时间:2019-06-13 19:33:40

标签: php xml xpath xml-parsing domxpath

我正在寻找段落中第一句话的Xpath表达式。

<p>
A federal agency is recommending that White House adviser Kellyanne Conway be 
removed from federal service saying she violated the Hatch Act on numerous 
occasions. The office is unrelated to Robert Mueller and his investigation.
</p>

结果应为:

A federal agency is recommending that White House adviser Kellyanne Conway be 
removed from federal service saying she violated the Hatch Act on numerous 
occasions.

我尝试了一些尝试都没有用。

$expression = '/html/body/div/div/div/div/p//text()';

我需要使用://p[ends-with还是substring-before

2 个答案:

答案 0 :(得分:2)

您将无法通过XPath解析自然语言,但是您可以将子字符串设置为第一个句点以下,包括以下内容:

substring(/p,1,string-length(substring-before(/p,"."))+1)

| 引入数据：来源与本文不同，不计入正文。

PR #372, opened 2026-07-22
Terraforming status clears when an event terraformer dies

### LINKED ISSUE #294: Terraforming status of the World tree remains after it has run out of its resource
Image

As you can see in this picture, the planet is still in the terraforming status. But the World Tree that was terraforming has gone when its food resource cache ran out.

Ludoal:
Fixes #294.

UpdatePlanetStatsFromRemovedBuilding zeroed TerraformPoints only for
regular terraformers (b.IsTerraformer); a depleted World Tree is an
event terraformer, so its removal left the points frozen and the planet
displayed 'Terraforming in Progress' forever (ApplyTerraforming's
early-outs never got to clean it once the planet had nothing normally
terraformable left). Same one-line rule as the TerraformingHere line
just above it.

### DIFF
--- a/Ship_Game/Universe/SolarBodies/Planet/Planet_ConstructionQueue.cs
+++ b/Ship_Game/Universe/SolarBodies/Planet/Planet_ConstructionQueue.cs
@@ -457,7 +457,9 @@ public partial class Planet
             TerraformingHere = HasBuilding(bb => bb.IsTerraformer || bb.IsEventTerraformer);
         
         // FB - no terraformers present, terraform effort halted
-        if (b.IsTerraformer && !TerraformingHere)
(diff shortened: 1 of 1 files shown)


gkapulis (approved):
Verified: the TerraformingHere recompute one line above already counts both terraformer kinds - only the points-zeroing missed IsEventTerraformer, and ApplyTerraforming's !Terraformable early-out returns without cleanup, so the frozen points had no self-heal path (the colony screen shows 'Terraforming in Progress' purely on TerraformPoints > 0). Guard still requires !TerraformingHere so mixed-terraformer cases keep their progress. Merging - will trim the comment in a follow-up on the branch.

请注意,如果在第一句结束前有缩写或其他词法出现,或者第一句以其他标点符号结尾等,则这可能不是“第一句”。


或者更简洁:

concat(substring-before(/p, "."), ".")

信用: ThW在评论中的聪明点子。

答案 1 :(得分:1)

在Xpath级别上,这并不是真正好的方法。 PHP仅具有Xpath 1.0,并且仅支持基本的字符串操作。没有可以考虑的语言环境/语言的内容。但是PHP本身在ext/intl中有一些用。

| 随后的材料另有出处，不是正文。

PR #373, opened 2026-07-22
DSB menu allows platforms in orbit of planets close to the sun

### LINKED ISSUE #284: Platforms cannot be placed in the orbit of planets that are close to a star using the deep space building menu.
Issue: Platforms cannot be placed in the orbit of planets that are close to a star using the deep space building menu, but they do get placed there when you order them through the planet.

Ludoal:
Fixes #284.

The deep space build menu rejected any spot within 20k of the star, so
planets orbiting inside that radius could never receive platforms from
this menu while the planet UI path allowed them. The sun-distance guard
now yields when the cursor is snapped to a planet; the radiation-safety
guard is unchanged.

因此,使用DOM + Xpath作为字符串获取段落元素节点的文本内容,并从中提取第一句。

IntlBreakIterator可以根据语言环境/语言特定规则分割字符串。

$html = <<<'HTML'
<p>
A federal agency is recommending that White House adviser Kellyanne Conway be 
removed from federal service saying she violated the Hatch Act on numerous 
occasions. The office is unrelated to Robert Mueller and his investigation.
</p>
HTML;

$document = new DOMDocument();
$document->loadXML($html);
$xpath = new DOMXpath($document);

// fetch the first paragraph in the document as string
$summary = $xpath->evaluate('string((//p)[1])');
// create a break iterator for en_US sentences.
$breaker = IntlBreakIterator::createSentenceInstance('en_US');
// replace line breaks with spaces before feeding it to the breaker
$breaker->setText(str_replace(["\r\n", "\n"], '', $summary));

$firstSentence = '';
// iterate the sentences
foreach ($breaker->getPartsIterator() as $sentence) {
  $firstSentence = $sentence;
  // break after the first sentence
  break;
}

var_dump($firstSentence);

输出:

string(164) "A federal agency is recommending that White House adviser Kellyanne Conway be removed from federal service saying she violated the Hatch Act on numerous occasions. "

另外DOMXpath允许您注册PHP函数并从Xpath表达式中调用它们。如果您需要在Xpath级别上使用该逻辑(以便在条件下使用它们),则有可能。